On this article, we’ll analyze the working rules of those methods intimately and share our take a look at leads to particular eventualities. We hope this text will present insights for enhancing your system efficiency.
JuiceFS Structure Introduction
The structure of JuiceFS Group Version consists of three fundamental components in complete, referred to as consumer, information storage, and metadata. Knowledge entry is supported by means of varied interfaces, together with POSIX, HDFS API, S3 API, and Kubernetes CSI, catering to totally different utility eventualities. When it comes to information storage, JuiceFS helps dozens of object storage options, together with public cloud providers and self-hosted options corresponding to Ceph and MinIO. The metadata engine works with main databases corresponding to Redis, TiKV, and PostgreSQL.
Structure: JuiceFS Group Version (left) vs. Enterprise Version (proper)

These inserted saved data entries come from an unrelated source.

Issue #70, opened 2021-03-27
Update encoding/decoding logic to use *64 rather than *size


jeffa5:
This ensures we have consistent behaviour across 32bit and 64bit environments.

jeffa5:
Actually, I'm not sure whether we should actually use *32 so that things like `Vec` can be ensured to work on 32 bit targets.

orionz:
Im pretty sure - everywhere we use usize its as an index to a vector and thus usize makes sense.   I would expect a 32bit machine running automerge to break on more than MAX_INT ops or changes etc (but also run out of memory before then).

PR #82, opened 2021-04-01
Use 32 bits on binary encoding

jeffa5:
This changes the binary encoding to not use `*size` types but `*32` types. `*size` shouldn't be used since it is different sizes on different platforms so could lead to different issues. Also on 32 bit platforms we can't represent things like `Vec` to the same length as on 64 bit platforms so I think we should prefer to limit things where possible to 32 bits in length.

Relates to #70 

What are your thoughts?

### DIFF
--- a/automerge-backend/src/encoding.rs
+++ b/automerge-backend/src/encoding.rs
@@ -59,10 +59,16 @@ impl<'a> Decoder<'a> {
     }
 }
 
+/// Encodes booleans by storing the count of the same value.
+///
+/// The sequence of numbers describes the count of false values on even indices (0-indexed) and the
+/// count of true values on odd indices (0-indexed).
+///
+/// Counts are encoded as u32s.
 pub(crate) struct BooleanEncoder {
     buf: Vec<u8>,
     last: bool,
-    count: usize,
+    count: u32,
 }
 
 impl BooleanEncoder {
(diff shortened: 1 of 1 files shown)


ept:
Agree that it would be good to have consistent behaviour across both 32-bit and 64-bit platforms. I will note that this limits documents to a maximum of 2^32 operations in their history. At the moment this is not a problem since Automerge would probably get unusably slow long before this limit is reached, but at some point in the future we may want to support longer histories. For that reason I think it's okay if the current implementation uses 32-bit variables, but I think the specification of the binary format should allow values greater than 2^32.

orionz:
Is this desirable?  Under the current code a 64bit system could continue to run if it encountered a > 2^32 bit run on ops, but a 32bit system would fail.   Isn't that better than just making the 64bit system also fail?  (hobbling the 64bit system so it fails in the same way as a 32 bit one).  Is there another scenario I'm not thinking about?  I suppose its moot since we're likely never going to see a document of that size...

jeffa5:
I think using usize should be fine then as it should allow 64 bit systems to run with larger docs, and it seems the lower level uses the variable encoding (leb128) for all number types anyway.

I'll repost this as a documentation PR.

orionz:
Maybe we should put in an informative panic if usize max < the number that comes out of the leb128

PR #84, opened 2021-04-01
Allow change to return value from users closure

### LINKED ISSUE #83: Should the frontend return a users value?
The frontend `change` function takes a closure: https://github.com/automerge/automerge-rs/blob/d3d1b48c4889e374b58e723c16b3c13a5a5d30bb/automerge-frontend/src/lib.rs#L382-L389

This type forces the user to return a unit value in the case of success but they may want to do something with a value from inside this closure. This leads to them being forced to some more ugly style with 

```rust
let mut my_val = None; // or default
frontend.change(None, |doc| {
  my_val = doc.get(some_path);
  Ok(())
});
```

Which isn't particularly idiomatic.

I propose changing the signature of the change function to something like:

```rust
pub fn change<F, O, E>( 
     &mut self, 
     message: Option<String>, 
     change_closure: F, 
 ) -> Result<(O, Option<UncompressedChange>), E> 
 where 
     E: Error, 
     F: FnOnce(&mut dyn MutableDocument) -> Result<O, E>,
```

Such that we can see more idiomatic code such as:

```rust
let (my_val, change) = frontend.change(None, |doc| {
  Ok(doc.get(some_path))
}).unwrap();
```

What do you think?

jeffa5:
Fixes #83

### DIFF
--- a/automerge-frontend/src/lib.rs
+++ b/automerge-frontend/src/lib.rs
@@ -151,15 +151,15 @@ impl FrontendState {
     /// which it can use to query the document state and make changes. It
     /// can also throw an error of type `E`. If an error is thrown in the
     /// closure no chnages are made and the error is returned.
-    pub fn optimistically_apply_change<F, E>(
+    pub fn optimistically_apply_change<F, O, E>(
         self,
         actor: &ActorId,
         change_closure: F,
         seq: u64,
-    ) -> Result<OptimisticChangeResult, E>
+    ) -> Result<(O, OptimisticChangeResult), E>
     where
         E: Error,
-        F: FnOnce(&mut dyn MutableDocument) -> Result<(), E>,
+        F: FnOnce(&mut dyn MutableDocument) -> Result<O, E>,
     {
         match self {
             FrontendState::WaitingForInFlightRequests {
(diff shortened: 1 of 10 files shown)


automerge-frontend/src/lib.rs
```diff
@@ -379,18 +385,18 @@ impl Frontend {
         }
     }
 
-    pub fn change<F, E>(
+    pub fn change<F, O, E>(
         &mut self,
         message: Option<String>,
         change_closure: F,
-    ) -> Result<Option<UncompressedChange>, E>
+    ) -> Result<(O, Option<UncompressedChange>), E>
```
alexjg, line 392: We could add a type here instead of the tuple, something like `ChangeResult`. I'm not sure if it would really clarify anything though, the existing types probably communicate intent clearly enough as `O` is obviously the return type of `F`.

I also think the number of type parameters on `change` is becoming really unpleasant to work with, but I think solving this is probably a matter of building richer APIs on top of `change` (e.g the `automergeable` work).

automerge-frontend/src/lib.rs
```diff
@@ -151,15 +151,15 @@ impl FrontendState {
...
     /// can also throw an error of type `E`. If an error is thrown in the
     /// closure no chnages are made and the error is returned.
-    pub fn optimistically_apply_change<F, E>(
+    pub fn optimistically_apply_change<F, O, E>(
         self,
         actor: &ActorId,
         change_closure: F,
         seq: u64,
-    ) -> Result<OptimisticChangeResult, E>
+    ) -> Result<(O, OptimisticChangeResult), E>
```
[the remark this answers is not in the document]
jeffa5: I agree, updated.

automerge-frontend/src/lib.rs
jeffa5: I think it still makes sense to keep these values separate here, mainly since they serve two purposes, one for the user to do as they wish with and the other to be passed to a backend.

alexjg (approved):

The first variations between the neighborhood version and the enterprise version are in dealing with the metadata engine and information caching, as proven within the determine above. Particularly, the enterprise version features a proprietary distributed metadata engine and helps distributed cache, whereas the neighborhood version solely helps native cache.
Ideas of Reads in Linux
There are numerous methods to learn information within the Linux system:
- Buffered I/O: It’s the usual technique to learn recordsdata. Knowledge passes by means of the kernel buffer, and the kernel executes readahead operations to make reads extra environment friendly.
- Direct I/O: Bypassing the kernel buffer, this system permits file I/O operations. This lowers reminiscence utilization and information copying. Giant information transfers are acceptable for it.
- Asynchronous I/O: Incessantly employed along side direct I/O, this system permits packages to ship out a number of I/O requests on a single thread with out having to attend for every request to complete. This improves I/O concurrency efficiency.
- Reminiscence map: This system makes use of tips to map recordsdata into the deal with area of the method, enabling speedy entry to file content material. With reminiscence mapping, functions can entry the mapped file space as if it have been common reminiscence, with the kernel mechanically dealing with information reads and writes.
These studying modes carry particular challenges to storage methods:
- Random reads: Together with each random massive I/O reads and random small I/O reads, these primarily take a look at the storage system’s latency and IOPS.
- Sequential reads: These primarily take a look at the storage system’s bandwidth.
- Studying numerous small recordsdata: This exams the efficiency of the storage system’s metadata engine and the general system’s IOPS capabilities.
JuiceFS Learn Course of Evaluation
We make use of a method of file chunking. A file is logically divided into a number of chunks, every with a set dimension of 64 MB. Every chunk is additional subdivided into 4 MB blocks, that are the precise storage models within the object storage. Many efficiency optimization measures in JuiceFS are carefully associated to this chunking technique. Be taught extra concerning the JuiceFS storage workflow.
To optimize learn efficiency, we implement a number of strategies corresponding to readahead, prefetch, and cache.
JuiceFS information storage
Readahead
Readahead is a way that anticipates future learn requests and preloads information from the article storage into reminiscence. It reduces entry latency and improves precise I/O concurrency. The determine under exhibits the learn course of in a simplified means. The world under the dashed line represents the appliance layer, whereas the realm above it represents the kernel layer.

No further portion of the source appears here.